= Try it =
Every line below that has the string "comment" adds one to the count. Give that count by itself.

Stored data
PR #4207, opened 2024-06-07
✨ Added aws account tags query

Pauti:


providers/aws/resources/aws.lr.manifest.yaml
```diff
@@ -83,6 +83,8 @@ resources:
       id: {}
       organization:
         min_mondoo_version: 6.11.0
+      tags:
+        min_mondoo_version: latest
```
```suggestion
        min_mondoo_version: 9.0.0
```

providers/aws/resources/aws.lr
```diff
@@ -23,6 +23,8 @@ aws.account @defaults("id") {
   aliases() []string
   // Information about the associated organization, if any
   organization() aws.organization
+  // Tags on the Account
```
tas50:
```suggestion
  // Tags on the account
```

providers/aws/resources/aws_account.go
```diff
@@ -75,6 +75,35 @@ func (a *mqlAwsOrganization) accounts() ([]interface{}, error) {
...
+	conn := c.MqlRuntime.Connection.(*connection.AwsConnection)
+	client := conn.Organizations("") // no region for orgs, use configured region
+
+	input := &organizations.ListTagsForResourceInput{
+		ResourceId: &c.Id.Data,
+	}
+
+	tags := make(map[string]interface{})
+	for {
+		res, err := client.ListTagsForResource(context.TODO(), input)
```
vjeffrey, line 92: could you please add a small comment here and also maybe a small comment in the lr regarding permissions? The API states this is only accessible to management accounts and delegated admins, so many users will encounter a perm denied on this resource field (which is fine, but we should explain it)

from the API:
```
// This operation can be called only from the organization's management account or
// by a member account that is a delegated administrator for an Amazon Web Services
// service.
```

vjeffrey:
@Pauti thank you for contributing this change! looks great!

everything looks great, i'll get this merged in once you add in the permissions comment, thanks again!

vjeffrey (approved):

vjeffrey:
looks like there are conflicts with man, once those are resolved we can get this merged in

Pauti:
I resolved the conflicts and kept the newer versions.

= Response =
2